The Reserve Bank of Australia has raised the cash rate by 0.25% yesterday, bringing it to 4.10% as inflation remains a concern despite ongoing cost-of-living pressures. For borrowers, this means interest rates are moving higher again, and the impact will likely be reflected in home loan repayments in the coming weeks.

If you are on a variable home loan, your lender is likely to pass on this increase, which will raise your monthly repayments. As a general guide, a 0.25% rise could add around $70–$80 per month to a $500,000 loan, although the exact figure will depend on your interest rate and loan terms. For example, a borrower with a $650,000 mortgage and 25 years remaining could see repayments increase by roughly $100 per month following this change.

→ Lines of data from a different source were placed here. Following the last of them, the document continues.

PR #5892, opened 2025-06-27
Support passing arguments to DynamicData methods

### LINKED ISSUE #1510: Add support for passing in arguments for methods used to store dynamic data
## Summary

Hello team, hope you're all well. I'd like to request for a feature to be able to pass in arguments to methods used for storing dynamic data.

## Background and Motivation

I was working on some complicated test scenarios with many variations and found myself having to write methods that are almost identical to each other for generating a list of list of N booleans:

For example:
```
private static IEnumerable<object[]> GenerateBoolListWith3Flags()
{
    bool[] boolArray = new bool[] { true, false };

    var testData = new List<object[]>();

    foreach (var flag0 in boolArray)
    {
        foreach (var flag1 in boolArray)
        {
            foreach (var flag2 in boolArray)
            {
                testData.Add(new object[] { flag0, flag1, flag2 });
            }
        }
    }

    return testData;
}

private static IEnumerable<object[]> GenerateBoolListWith6Flags()
{
    bool[] boolArray = new bool[] { true, false };

    var testData = new List<object[]>();

    foreach (var flag0 in boolArray)
    {
        foreach (var flag1 in boolArray)
        {
            foreach (var flag2 in boolArray)
            {
                foreach (var flag3 in boolArray)
                {
                    foreach (var flag4 in boolArray)
                    {
                        foreach (var flag5 in boolArray)
                        {
                            testData.Add(new object[] { flag0, flag1, flag2, flag3, flag4, flag5 });
                        }
                    }
                }
            }
        }
    }

    return testData;
}
```

Then use it as follows:
```
[TestMethod]
[DynamicData(nameof(GenerateBoolListWith3Flags), DynamicDataSourceType.Method)]
public void Test1(
    bool flag0,
    bool flag1,
    bool flag2)
{
    ...
}

[TestMethod]
[DynamicData(nameof(GenerateBoolListWith6Flags), DynamicDataSourceType.Method)]
public void Test2(
    bool flag0,
    bool flag1,
    bool flag2,
    bool flag3,
    bool flag4,
    bool flag5)
{
    ...
}
```

If I happen to have a bunch of tests with many different numbers of bool parameters for different test variations, then I currently am writing a bunch of GenerateBoolListWith*Flags methods.

I was hoping to refactor and combine the dynamic data source methods into one, but I realized I can only achieve this if I am able to pass in an argument

## Proposed Feature

A new attribute such as `DynamicDataMethodArgumentAttribute`:
```
[TestMethod]
[DynamicData(nameof(GenerateBoolListWithNFlags), DynamicDataSourceType.Method)]
[DynamicDataMethodArgument(3)]
public void Test1(
    bool flag0,
    bool flag1,
    bool flag2)
{
    ...
}

[TestMethod]
[DynamicData(nameof(GenerateBoolListWithNFlags), DynamicDataSourceType.Method)]
[DynamicDataMethodArgument(6)]
public void Test2(
    bool flag0,
    bool flag1,
    bool flag2,
    bool flag3,
    bool flag4,
    bool flag5)
{
    ...
}

private static IEnumerable<object[]> GenerateBoolListWithNFlags(int n)
{
    bool[] boolArray = new bool[] { true, false };

    var testData = new List<object[]>();

    // Generate test data with n elements per row

    return testData;
}
```

I understand this may be a very specific usecase, but I think it may also be useful if we somehow want to change up the dynamic data returned depending on passed arguments.

Please let me know if there are any workarounds, other suggestions, or if this is feasible. Thank you!

## Alternative Designs

n/a

Youssef1313:
Fixes #1510

- [x] Revisit DynamicDataShouldBeValidAnalyzer


test/UnitTests/MSTest.SelfRealExamples.UnitTests/DynamicDataMethodArgumentsTests.cs
```diff
@@ -0,0 +1,22 @@
+﻿// Copyright (c) Microsoft Corporation. All rights reserved.
+// Licensed under the MIT license. See LICENSE file in the project root for full license information.
+
+using Microsoft.VisualStudio.TestTools.UnitTesting;
+
+namespace MSTest.SelfRealExamples.UnitTests;
+
+[TestClass]
+public class DynamicDataMethodArgumentsTests
```
Evangelink: It'd be great to have a few more tests: different types and multiples arguments. From the code implementation, it's also not clear if `GetData(params object[] args)` would work.

Youssef1313: Extended the test. What I have though is that I don't special case params. Nothing special is really done. If it exists in the method signature and user want to pass something, the user needs to wrap that in an array. I don't have a strong opinion though for introducing difference in behavior between `params object[]` and `object[]`.

test/UnitTests/MSTest.SelfRealExamples.UnitTests/DynamicDataMethodArgumentsTests.cs
```diff
@@ -0,0 +1,34 @@
...
+{
+    [TestMethod]
+    [DynamicData(nameof(GetData1), 4)]
+    public void TestMethod(int a)
+        => Assert.IsInRange(4, 6, a);
+
+    [TestMethod]
+    [DynamicData(nameof(GetData2), [new int[] { 4, 5, 6 }])]
```
drognanar: it might be good to add tests for the multiple parameter case and also for object[] parameter case

test/UnitTests/MSTest.Analyzers.UnitTests/DynamicDataShouldBeValidAnalyzerTests.cs
```diff
@@ -1641,4 +1641,29 @@ public void TestMethod2(char c)
...
+
+    [TestMethod]
+    public async Task WhenDataWithArgument_NoDiagnostic()
+        => await VerifyCS.VerifyAnalyzerAsync(
+            """            
+            using System;
+            using System.Collections.Generic;
+            using Microsoft.VisualStudio.TestTools.UnitTesting;
+            [TestClass]
+            public class MyTestClass
```
drognanar, line 1653: is there a test for a failing scenario? where we do pass in the incorrect number of parameters?

test/UnitTests/MSTest.SelfRealExamples.UnitTests/DynamicDataMethodArgumentsTests.cs
Evangelink: Looking at DataRow tests, we probably want:
- 1 value
- few values
- tuple
- string[]
- object[]

And a case where the data member declares parameters with `params` (whether or not we support it).

It's probably also good if we have an acceptance test asserting logs + test didn't run for invalid input cases (too few, too many, invalid type args).

Youssef1313: @Evangelink Just to be clear, do we want to make it special case `params` (`ParamArrayAttribute`)? Similar to [here](https://github.com/microsoft/testfx/blob/94360dfccacfc549d3a385300dba6ab40ca4736d/src/Adapter/MSTestAdapter.PlatformServices/Execution/TestMethodInfo.cs#L191)? Or just treat it as `object[]`, in that case it's no different from any other parameter? Or probably block the usage of `params` until we make a decision?

Evangelink: Whatever is easier. I am not a big fan of params but I know some people are using it. Given this is a new feature, we are quite free and I am perfectly fine to wait for feedback. On the other hand, if that's "easy" to do, it's probably better to have similarity in all places.

Youssef1313: I'll disallow params for now.

mariam-abdulla (approved):

PR #6865, opened 2025-11-03
Unskip HangDumpProcessTreeTests on macos

Youssef1313:


Evangelink (approved):

test/IntegrationTests/Microsoft.Testing.Platform.Acceptance.IntegrationTests/HangDumpProcessTreeTests.cs
```diff
@@ -52,7 +58,6 @@ public sealed class TestAssetFixture() : TestAssetFixtureBase(AcceptanceFixture.
   <PropertyGroup>
     <TargetFrameworks>$TargetFrameworks$</TargetFrameworks>
     <OutputType>Exe</OutputType>
-    <UseAppHost>true</UseAppHost>
```
nohwnd, line 55: why is this removed? the global property should override it. Is that to keep it "os specific" if the build does / will do that?

Youssef1313: UseAppHost already defaults to true. It was redundant.

I'm only setting it in one place (global prop), if needed, for clarity.

PR #6866, opened 2025-11-03
Cleanup MSTestAdapter.PlatformServices.UnitTests

Youssef1313:


Evangelink (commented):
I think we are not standard but the idea was often to use source namespace + `.UnitTests`.

Issue #3933, opened 2024-10-11
Standard output is provided in two different properties on test node


nohwnd:
In https://github.com/microsoft/testfx/pull/3932 we put standard output into two properties on test node, those are potentially both serialized when calling a client, check if that is the case, and make sure that newer TE client can consume the platform provided property so we don't have to send both forever. 

See this conversation for details ( https://github.com/microsoft/testfx/pull/3932#discussion_r1797016815 ) 

[nohwnd](https://github.com/nohwnd) [1 hour ago](https://github.com/microsoft/testfx/pull/3932#discussion_r1797016815)
These are potentially much larger than the rest of the message, is it good idea to have 2 copies of the text in the object? Is this the only way to do this? can "vstest.TestCase.StandardError" be dropped in favor of the new Platform provided property?

Member
@[MarcoRossignoli](https://github.com/MarcoRossignoli) MarcoRossignoli [1 hour ago](https://github.com/microsoft/testfx/pull/3932#discussion_r1797022689) • 
We cannot we need 2 way because the SerializableKeyValuePairStringProperty is an internal prop to accomodate VS. VS TE is working in 2 different mode where the values are taken using different key, value.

While a single increase may seem manageable, the effect of multiple rates rises over time can place pressure on household cash flow. This is particularly relevant for those already managing higher everyday expenses. Higher interest rates also tend to reduce borrowing capacity, which may affect how much lenders are willing to offer and could influence activity in the property market.

Given these changes, it may be a good time to review your current loan and understand how your repayments may shift. Online tools such as the Money.com.au | Compare, Switch & Get Expert Help , Westpac, and ABC mortgage calculators can help provide a general estimate and give you a clearer picture of your position.

If today’s rate rise leaves you unsure about your next steps, our mortgage experts and financial advisers can review your loan, compare options across lenders, and help you find an approach that suits your situation. You can book a free, no-obligation 15-minute online consultation using the link below or request a call-back on 1300 726 082.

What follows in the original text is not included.